Minus the barrel room and live applause, members of Willamette Valley Chamber Music Festival will play music for three August weekends at three stellar wineries (J. Christopher Wines, Archery Summit Winery and Sokol Blosser Winery) beginning Saturday, Aug. 8. Though you’ll have to savor the vintages at home in front of your computer, it’s a small sacrifice for these dedicated musicians’ performances. Longtime friends, the WVCMF string players have quarantined, masked up, and practiced outdoors before the festival begins.
In its fifth year—this is the first virtual one—the festival will showcase the music of Ludwig van Beethoven (this year marks his 250th anniversary) and the work of living American composers. Five contemporary composers’ works will be performed, including Portland composer/violist/Fear No Music artistic director Kenji Bunch’s “Four Flashbacks” for violin and cello. Several composers will appear virtually for question-and-answer periods after the concerts.
In the past, the festival has collaborated with one composer a year. Joan Tower, Jessie Montgomery and Gabriela Lena Frank have been in residence.

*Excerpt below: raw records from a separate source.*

PR #161, opened 2021-02-19
Add unique indeces where called for

werebus:
I was working on rubocopping the app a bit and the rails cop recommended these indeces. They're a good idea, but thought it warranted a separate PR


jforgue (commented):
Looks good to me

jforgue (approved):

PR #269, opened 2020-05-04
Make output and display redirection optional

lassoan:
Applications may already redirect Python output (for logging, custom console display, etc.). In this cases, the interpreter should not redirect the outputs.
This commit makes output redirection optional (enabled by default).

This pull request implements one potential design, but we are OK with any other option, which allows us to disable output redirection.

### DIFF
--- a/include/xeus-python/xinterpreter.hpp
+++ b/include/xeus-python/xinterpreter.hpp
@@ -38,7 +38,13 @@ namespace xpyt
 
         using gil_scoped_release_ptr = std::unique_ptr<py::gil_scoped_release>;
 
-        interpreter();
+        // If redirect_output_enabled is true (default) then this interpreter will
+        // capture outputs and send them using publish_stream.
+        // Disable this if your interpreter uses custom output redirection.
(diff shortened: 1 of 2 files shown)


include/xeus-python/xinterpreter.hpp
```diff
@@ -66,7 +69,7 @@ namespace xpyt
 
         nl::json internal_request_impl(const nl::json& content) override;
 
-        void redirect_output();
+        void configure_redirect_output();
```
SylvainCorlay, line 72: I am +1 with the feature but I would keep the current method name for backward compatibility - even though it is probably ok given the adoption.

lassoan:
Thanks for the reviews. I reverted to the original method name as suggested.

I also had to add an option to disable display hook installation. We need to keep our display hook for our application's internal Python console widget to work properly, we just call xeus-python's display function from that hook.

SylvainCorlay:
OK, that looks good to me. Merging!

lassoan:
Thank you guys. We are getting very close to switching the xeus-python kernel in Slicer.

PR #270, opened 2020-05-04
Fix binary buffer support

### LINKED ISSUE #268: FileUpload widget
We are switching over to using xeus-python in [3D Slicer](https://www.slicer.org/) and we are very happy with it so far. Thank you very much for developing this library!

I have tried to add a FileUpload iPython widget to a notebook so that we can set up processing workflow that users can apply on their own data. However, FileUpload widget does not return any data. I'm not sure if this is expected or I'm doing something wrong.

How to reproduce:

Run this in a cell:

```python
from ipywidgets import FileUpload
upload = FileUpload()
upload
```

then select a file to upload. After this, `upload.data` and `upload.metadata` fields are set correctly when a regular Python3 kernel is used, but they are empty when xeus-python kernel is used.

martinRenou:
Should fix #268

### DIFF
--- a/src/xutils.cpp
+++ b/src/xutils.cpp
@@ -71,7 +71,7 @@ namespace xpyt
         for (const zmq::message_t& buffer : buffers)
         {
             const char* buf = buffer.data<const char>();
-            bufferlist.attr("append")(py::bytes(buf));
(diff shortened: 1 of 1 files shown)


SylvainCorlay:
Looks good to me! Feel free to go ahead and merge.

PR #277, opened 2020-05-18
backbone for support of magics to xeus-python

btel:
Features to implement:

- [x] magics parsing
- [x] find and execute magics function
- [x] support for line magics
- [x] support for cell magics
- [x] support for shell magics
- [x] support for user defined magics

## Demo

Screen Shot 2020-05-21 at 18 11 17

## Details

the implementation reuses many code parts from IPython:

* `IPython.core.inputtransformers2` - for parsing magics,
* `IPython.core.magic.MagicManager` - for managing magics
* `IPython.core.extensions.ExtensionManager` - for managing extensions
* `IPython.core.magics` - for implementation of magics

The code reimplements the interface of `InteractiveShell` within xeus-python C++ code (see `src/xinteractiveshell.hpp`

In the future, `inputtransformers`, `MagicManager` and `ExtensionManager` could be separated from IPython core so they could be reused for implementation of other kernels. Alternatively, they could be reimplemented in C++ within the xeus or xeus-python code base.

The interface of `InteractiveShell` might be also more clearly defined. Also, the attributes of the shell specific to the magics should be installed by the magic themselves (for easier separation of code, TBD).

### DIFF
--- a/src/xinteractiveshell.cpp
+++ b/src/xinteractiveshell.cpp
@@ -1,0 +1,149 @@
+#include "xinteractiveshell.hpp"
+#include "xdisplay.hpp"
+
+using namespace pybind11::literals;
+namespace py = pybind11;
+
+namespace xpyt
+{
+
+    void xinteractive_shell::init_magics()
+    {
+        m_magic_core = py::module::import("IPython.core.magic");
+        m_magics_module = py::module::import("IPython.core.magics");
+        m_extension_module = py::module::import("IPython.core.extensions");
+
+        m_magics_manager = m_magic_core.attr("MagicsManager")("shell"_a=this);
+        m_extension_manager = m_extension_module.attr("ExtensionManager")("shell"_a=this);
+
+        //shell features required by extension manager
+        m_builtin_trap = py::module::import("contextlib").attr("nullcontext")();
+        m_ipython_dir = "";
+
+        py::object osm_magics =  m_magics_module.attr("OSMagics");
+        py::object basic_magics =  m_magics_module.attr("BasicMagics");
+        py::object user_magics =  m_magics_module.attr("UserMagics");
+        py::object extension_magics =  m_magics_module.attr("ExtensionMagics");
+        m_magics_manager.attr("register")(osm_magics);
+        m_magics_manager.attr("register")(basic_magics);
+        m_magics_manager.attr("register")(user_magics);
+        m_magics_manager.attr("register")(extension_magics);
+        m_magics_manager.attr("user_magics") = user_magics("shell"_a=this);
+
+        //select magics supported by xeus-python
+        auto line_magics = m_magics_manager.attr("magics")["line"];
+        auto cell_magics = m_magics_manager.attr("magics")["cell"];
+        line_magics = py::dict(
+           "cd"_a=line_magics["cd"],
+           "env"_a=line_magics["env"],
+           "set_env"_a=line_magics["set_env"],
+           "pwd"_a=line_magics["pwd"],
+           "magic"_a=line_magics["magic"],
+           "load_ext"_a=line_magics["load_ext"]
+        );
+        cell_magics = py::dict(
+            "writefile"_a=cell_magics["writefile"]);
+
+        m_magics_manager.attr("magics") = py::dict(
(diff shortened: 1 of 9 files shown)


src/xinterpreter.cpp
```diff
@@ -74,10 +79,9 @@ namespace xpyt
         // Monkey patching "from IPython import get_ipython"
         sys.attr("modules")["IPython.core.getipython"] = get_kernel_module();
 
-        // Monkey patching "import linecache". This monkey patch does not work with Python2.
-#if PY_MAJOR_VERSION >= 3
-        sys.attr("modules")["linecache"] = get_linecache_module();
-#endif
+
+        // add get_ipython to global namespace
+        exec(py::str("from IPython.core.getipython import get_ipython"));
```
martinRenou, line 84: You could also do:

```python
py::globals()["get_ipython"] = get_kernel_module();
```

I fear that the `exec` could end up importing IPython if not executed after the above line.

src/xinterpreter.cpp
```diff
@@ -116,6 +120,10 @@ namespace xpyt
             return kernel_res;
         }
 
+        py::module input_transformers = py::module::import("IPython.core.inputtransformer2");
+        py::object transformer_manager = input_transformers.attr("TransformerManager")();
+        py::str code_copy = transformer_manager.attr("transform_cell")(code);
```
martinRenou, line 125: How hard do you think it would be to re-implement this in xeus-python?

Would it make more sense to implement it in C++ or should we extract the inputtransformer in a separate package to get rid of the IPython dependency?

btel: we need to investigate, but the parsing logic is rather nontrivial. For version 0, I would simply fail silently if IPython is not installed (and so the magic would not be supported without IPython installed).

btel: separating into a separate package is also an option, but I would not do that without discussing with IPython maintainers first (to avoid maintaining an independent code).

martinRenou: > I would simply fail silently if IPython is not installed

Does it kill the kernel? It might be good if we show a warning saying that IPython must be installed in order to use magics.

src/xinterpreter.cpp
btel: good point, but in this case we need to be careful. `get_kernel_module` should be called only once, because we should only create one instance of InteractiveShell. We might fix that by implementing `InteractiveShell` as a singleton, but it's not yet done.

src/xinterpreter.cpp
btel: my idea is to try importing and if it fails, we will not parse the magics (and therefore no magic support). Of course, we might print a warning to the stdout or elsewhere.

src/xinterpreter.cpp
martinRenou: Actually it can be called as many times as you want, it will create the `InteractiveShell` only once. This is ensured by the `static` at this line: https://github.com/jupyter-xeus/xeus-python/blob/ec7338cafbe0f172bf9f1dcd0c0088713b35d167/src/xcomm.cpp#L226 that will create the module instance only at the first time the function is called. Next times it will return the already created module.

src/xinteractiveshell.cpp
```diff
@@ -0,0 +1,149 @@
...
+    }
+
+    void xinteractive_shell::register_magics(py::args args)
+    {
+        m_magics_manager.attr("register")(*args);
+    }
+
+    // define getters
+
+    py::object xinteractive_shell::get_magics_manager()
```
JohanMabille, line 114: even if python cast aways const-correctness, I think it could be usefull to mark this method as `const` since it is bound as a redaonly property. The same applies ot methods below.

src/xinterpreter.cpp
btel: oh, nice. I didn't know you could use `static` with variables.

martinRenou: Yep :) It's really nice: https://www.studytonight.com/cpp/static-keyword.php

src/xinteractiveshell.cpp
btel: thanks! done

PR #284, opened 2020-06-15
Moved pybind11 headers into a single header and undef Python snprintf…

### LINKED ISSUE #283: Wrap pybind11 headers
There is a [bug](https://bugs.python.org/issue36020) in Python 3.7 and 3.8 implementation where `snprintf` is defined as a macro on Windows. This definition is pulled in the code by pybind11 headers. This leads to compilation errors on recent Windows compilers when including other libraries that use `std::snprintf`.

A solution is to wrap pybind11 headers in a single header that undefines the macro. This should be done after #279 is merged.

JohanMabille:
… macro

Fixes #283


JohanMabille:
The problem has been fixed in pybind11, so let's close this (otherwise we would need to duplicate the fix in pybind11_json) and wait for a release of pybind11.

This season, Montgomery and Frank will show up again, along with Daniel Roumain (DBR), all of whom will be communicating virtually from their homes (Montgomery from New York City, Frank from northern California, DBR from Massachusetts). Festival directors Sasha Callahan and Leo Eguchi make it their mission to collaborate with BIPOC, women, unsung, and minority composers. “We deeply believe that the life and vibrancy of this art form hinges on reflecting the world we live in, with all its diverse voices and experiences,” artistic co-director Callahan says.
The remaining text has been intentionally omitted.